PR #8971, opened 2025-06-06
fix(devcontainer): configure host networking to fix runtime connection

llamantino:
…n issue

Fixes a networking issue in the devcontainer setup where the app failed to connect to the runtime container, resulting in connection refused errors.

---

Adds "runArgs": ["--network=host"] so the app can access the localhost-bound port exposed by the runtime container.

---


enyst (approved):
Thank you!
= = = =
* PROBLEM DESCRIPTION *
Output the records in full, keeping them exactly as they are.

* THE COMPLETED TASK *
PR #8971, opened 2025-06-06
fix(devcontainer): configure host networking to fix runtime connection

llamantino:
…n issue

Fixes a networking issue in the devcontainer setup where the app failed to connect to the runtime container, resulting in connection refused errors.

---

Adds "runArgs": ["--network=host"] so the app can access the localhost-bound port exposed by the runtime container.

---


enyst (approved):
Thank you!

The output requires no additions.